Dodd-Frank and Basel III's Knowledge Problem


Pappenfus, James M., Houston Journal of International Law


  I. INTRODUCTION   II. BACKGROUND      A. Landscape      B. The Dodd-Frank Act      C. The Basel Committee on Banking Supervision      D. Current State of Implementation and Possible         Conflicts  III. UNCERTAINTY AND THE KNOWLEDGE PROBLEM      A. Defining the Problem      B. Economic Policy Uncertainty      C. Dodd-Frank Derivatives      D. Liquidation and Acquiescence   IV. CONCLUSION 

I. INTRODUCTION

In 2010, a pair of responses to the 2008 financial crisis were released the Dodd-Frank Wall Street Reform and Consumer Protection Act (1) and the Third Basel Accord. (2) Much scholarly attention has been paid to the Dodd-Frank Act, (3) but little has addressed its subtle--but consequential--nuances where interplay with Basel III implicates considerable knowledge problems. (4) That Dodd-Frank's implementation, particularly in the area of bank capital requirements, is coincidental with that of Basel III, raises concerns in the areas of both domestic and international business transactions. (5) Because it is only a recommended framework, countries are free to implement or not implement Basel III, in whole or in part. (6) Given the myriad policy choices and incentives among its potential adopters, the potential for market and competitive advantages between countries is enormous. (7) Thus, U.S. regulators must create rules that ensure domestic firms engaged in international commerce are not disadvantaged or hamstrung by the U.S. version of Basel III, and the Basel Committee has a strong interest in ensuring a level playing field. (8) In similar fashion, market uncertainty follows the implementation of Dodd-Frank. The regulatory scheme seeks to segregate systemically important financial institutions for enhanced treatment, (9) opening the door and creating incentives for policy makers and regulators to push policy initiatives through those regulated institutions. (10)

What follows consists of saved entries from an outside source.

PR #1086, opened 2024-10-26
Move the torch based ice emulator to soca 

### LINKED ISSUE #1014: ML based balance

guillaumevernieres:
## Description
- Moved some of the AI code from the daml repo to soca. I'm only moving the sea-ice balance, the other balances are not implemented or don't work yet.
- Added a training ctest to generate the weights of the emulator instead of storing pre-computed weights
- switched to using `libtorch` from the spack-stack, but it's unfortunately not installed as a cmake package (can't use find_package)

### Issue(s) addressed
- fixes #1014 

## Testing
**How were these changes tested?**
**Are the changes covered by ctests? (If not, tests should be added first.)**
3 ctests: training, dirac and 3dvar
It's missing a ctest for the adjoint ... 

**What compilers / HPCs was it tested with?**
Only works with `gnu`, I have no idea how to build `torch` with intel, and it's also not in the intel spack-stack
Tested on hercules only

### Arctic
bkg-incr-mlb

### Antarctic
Animated distraction for the reviewer:
incr-sst-icec


guillaumevernieres:
I broke the `cmake` logic to skip the build of `MLBalance`, oops ... I'll look into it this morning.

shlyaeva:
I pushed a small change: removed linking daml and renamed variables (removed `_category` from the name); ml tests pass on orion for me when passing -DTorch_ROOT during ecbuild step 🎉

src/soca/MLBalance/KEmul/BaseEmul.h
```diff
@@ -0,0 +1,293 @@
...
+    int batchSize_;
+    size_t epochs_;
+    std::string modelOutputFileName_;
+    std::shared_ptr<Net> model_;
+    const eckit::mpi::Comm & comm_;
+    const eckit::Configuration & config_;
+
+   public:
+    // Constructor
+    explicit BaseEmul(const eckit::Configuration & config, const eckit::mpi::Comm & comm):
```
shlyaeva: nitpick: no need for explicit here and elsewhere for ctors with more than one argument.

src/soca/MLBalance/KEmul/BaseEmul.h
```diff
@@ -0,0 +1,293 @@
...
+
+  // -----------------------------------------------------------------------------
+  /// Utilities
+  // -----------------------------------------------------------------------------
+  // -----------------------------------------------------------------------------
+  /// Emulator base class
+  // -----------------------------------------------------------------------------
+  template <typename Net>
+  class BaseEmul {
+   public:
```
shlyaeva: nitpick: perhaps these could be private?

src/soca/MLBalance/KEmul/BaseEmul.h
```diff
@@ -0,0 +1,293 @@
...
+      model_->initWeights();
+
+      // Load model if asked in the config
+      if (config_.has("ffnn.load model")) {
+        std::string modelFileName;
+        config_.get("ffnn.load model", modelFileName);
+        torch::load(model_, modelFileName);
+        model_->loadNorm(modelFileName);
+        /*
+        TODO(G): Move that to oops log debug?
```
shlyaeva: would be nice to move to debug or info or test log here and elsewhere.

src/soca/MLBalance/KEmul/BaseEmul.h
```diff
@@ -0,0 +1,293 @@
...
+      // Track all operations on the tensor to enable automatic differentiation
+      input.set_requires_grad(true);
+
+      // Train the model
+      float finalLoss(0.0);
+      oops::Log::trace() << "Train ..." << std::endl;
+      for (size_t epoch = 0; epoch < epochs_; ++epoch) {
+        // Setup the model for training
+        // TODO(G): figure out why I commented the following line
+        // model_->train();
```
shlyaeva: Perhaps because it has no effect in this case? https://pytorch.org/docs/stable/generated/torch.nn.Module.html#torch.nn.Module.train
(I don't know, just guessing).

src/soca/MLBalance/KEmul/BaseEmul.h
```diff
@@ -0,0 +1,293 @@
...
+        for (int i = 0; i < barWidth; ++i) {
+          if (i < barLength) {
+            std::cout << "=";
+          } else {
+            std::cout << " ";
+          }
+        }
+        std::cout << "] " << std::setw(3) << static_cast<int>(percentage * 100)
+                  << "% "<< "Loss: " << loss << "\r";
+        std::cout.flush();
```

The purpose of this Comment is to analyze the potential unintended consequences of Dodd-Frank and Basel III's implementation. Particular attention will be paid to the uncertainty they create and the potential effects of the knowledge problem. Part I contains a historical overview and brief explanation of the relevant legislative path. In it, emphasis is given to U.S. regulators' response to the crisis, as the historical market conditions and consequent incentives play a significant role in later analysis. This background information concludes with a summary of the current state of the relevant agencies' Dodd-Frank and Basel III rulemaking efforts. Part II focuses on the knowledge problem and the uncertainty created by these reforms. It will look to the purportedly simplified regulatory structure of the U.S. capital markets brought on by Dodd-Frank, and the problems that a hodgepodge implementation of international reforms, through Basel III, could exacerbate among U.S. financial firms.

I. BACKGROUND

A. Landscape

American financial regulation traces its contemporary roots to President Roosevelt and the New Deal Congress. (11) The purpose of this Comment renders unnecessary a full recitation of the interim regulatory climate, but the tendency to flip-flop through periods of enhanced regulation and deregulation is relevant to its premise. (12) The housing market's collapse triggered the 2008 financial crisis. (13) Improper lending practices, government policy, and the distribution of risk through the use of financial engineering all led to the expansion of the housing boom. (14) In general, mortgage loans provide a relatively stable cash flow for lenders, an attribute that makes them particularly suitable for securitization. (15) Banks seeking to mitigate their exposure to mortgage default risk frequently sell their loans to investment banks, who in turn package the loans into complex mortgage-backed securities. (16) After securitization, these mortgage-backed securities can be further securitized into collateralized debt obligations (CDOs). …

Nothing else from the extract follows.